PR #9191, opened 2016-05-19
rbd-mirror: disable librbd caching for replicated images

dillaman:
Each image has its own cache and each cache uses its own thread. With
a large replicated cluster, this could result in thousands of extra
threads and gigabytes of extra memory.

Fixes: http://tracker.ceph.com/issues/15930


trociny:
lgtm, just a thought though. It will be a little unfortunate that we are running rbd_mirror tests with cache enabled by default, while rbd-mirror will be run with cache disabled.

May be provide and use a way to explicitly tell on image context open that cache should be disabled? Or call shut_down_cache() after open?

dillaman:
@trociny Good point -- can do the same override in the test case

dillaman:
updated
______
• [Directions for this task]:
Above are the records; copy exactly the lines from the one with "May be provide" through the final line.

• [Solved problem]:
May be provide and use a way to explicitly tell on image context open that cache should be disabled? Or call shut_down_cache() after open?

dillaman:
@trociny Good point -- can do the same override in the test case

dillaman:
updated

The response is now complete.